FIG. 14 is a timing chart for explaining the operation of Example 2;

FIG. 15 is a block diagram of a driving device used in Example A.

[Explanation of symbols]

 1: Controller 2: Memory 3: Line buffer 4: Comparator circuit 5, 5A, 5B: Addition circuit 6, 6A, 6B: Latch circuit 7: Row selection pattern generation circuit 8: Virtual data generation circuit 9: Row voltage generation circuit 10: liquid crystal panel 11: column voltage generation circuit 101, 201, 202, 301, 401: driving device 51, 52, 61: arithmetic circuit

 ──────────────────────────────────────────────────続 き Continued on the front page (72) Inventor Masakazu Kitamura 1150 Hazawacho, Kanagawa-ku, Yokohama-shi, Kanagawa Prefecture Inside Asahi Glass Co., Ltd. (72) Inventor Yoshiyoshi Tamai 1150 Hazawacho, Kanagawa-ku, Yokohama-shi, Kanagawa Prefecture Asahi Glass Co. 72) Inventor Makoto Nagai 1150 Hazawa-cho, Kanagawa-ku, Yokohama City, Kanagawa Prefecture Inside Asahi Glass Co., Ltd.

Claims (6)

[Claims] 1. A virtual data generating means, a row electrode driving means, a column electrode driving means, a memory means for storing display data, a calculating means for calculating a column output voltage, and a row selection for outputting a row selection pattern. Pattern generating means,
For a liquid crystal display element in which row electrodes and column electrodes are arranged in a matrix, k · m (k is an integer of 2 or more, m is an integer of 1 or more) simultaneously selected driving rows and k · n (n is 1) In the driving apparatus in which virtual rows of the above integers are set and driven by the multiple row simultaneous selection method, a matrix B obtained by expanding a matrix A of (m + n) rows in which row vectors are orthogonal to each other as a row selection pattern.
And a column output voltage is calculated in units of A using the following. A row electrode driving means; a column electrode driving means; a memory means for storing display data; a calculating means for calculating a column output voltage; and a row selection pattern generating means for outputting a row selection pattern. For a liquid crystal display element in which row electrodes and column electrodes are arranged in a matrix, km · m (k is an integer of 2 or more, m is an integer of 1 or more) simultaneously selected driving rows and k virtual rows And a matrix B in which a matrix A in which row vectors are orthogonal to each other (m rows + 1 virtual rows) is used as a row selection pattern, and a column output voltage is set in units of A. A driving device for calculating 3. The driving apparatus according to claim 1, wherein a matrix B in which the row vectors of the equation (1) are orthogonal to each other is used.

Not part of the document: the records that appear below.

PR #2347, opened 2022-07-16
fix gallery's "files" tab hint

r10s:
depending on the system (desktop), music may be displayed in other tabs; therefore, just remove that hint. 'files' also include 'music' in the remaining cases.

came over that when filing https://github.com/deltachat/deltachat-desktop/issues/2829

### DIFF
--- a/res/values/strings.xml
+++ b/res/values/strings.xml
@@ -439,7 +439,7 @@
     <string name="tab_links">Links</string>
     <string name="tab_map">Map</string>
     <string name="tab_gallery_empty_hint">Images and videos shared in this chat will appear here.</string>
-    <string name="tab_docs_empty_hint">Documents, music, and other files shared in this chat will appear here.</string>
+    <string name="tab_docs_empty_hint">Documents and other files shared in this chat will appear here.</string>
     <string name="tab_image_empty_hint">Images shared in this chat will appear here.</string>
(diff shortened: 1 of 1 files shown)


res/values/strings.xml
```diff
@@ -439,7 +439,7 @@
     <string name="tab_links">Links</string>
     <string name="tab_map">Map</string>
     <string name="tab_gallery_empty_hint">Images and videos shared in this chat will appear here.</string>
-    <string name="tab_docs_empty_hint">Documents, music, and other files shared in this chat will appear here.</string>
+    <string name="tab_docs_empty_hint">Documents and other files shared in this chat will appear here.</string>
```
rosano, line 442: If the tab already says document, I would shorten to:

```suggestion
    <string name="tab_docs_empty_hint">Files shared in this chat will appear here.</string>
```

rosano (approved):

res/values/strings.xml
r10s: >If the tab already says 'documents' [...]

the tab will say "Files" :) - see https://github.com/deltachat/deltachat-desktop/issues/2829 , https://github.com/deltachat/deltachat-android/pull/2341 , https://support.delta.chat/t/tabs-for-links-and-files/2142 

so, mentioning some types of files that are not covered by other tabs on any system probably makes some sense.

However, in the formula (1), p ₁ , p ₂ , p ₃ , and p ₄ are each 1 or −1, and p ₁ · p ₂ · p ₃ · p
₄ = -1. (Equation 1) 4. The driving apparatus according to claim 3, wherein a matrix C in which the row vectors of the equation (2) are orthogonal to each other is used. However, in the equation (2), p ₅ , p ₆ , p ₇ , and p ₈ each represent 1
Or -1, _{and, p 5 · p 6 · p} 7 · p 8 = -
It is one. (Equation 2) 5. The semiconductor device according to claim 1, wherein the LSI is a one-chip LSI.
Or the driving device according to 4. 6. A liquid crystal display device comprising the driving device according to claim 1, 2, 3 or 4, and a liquid crystal display element.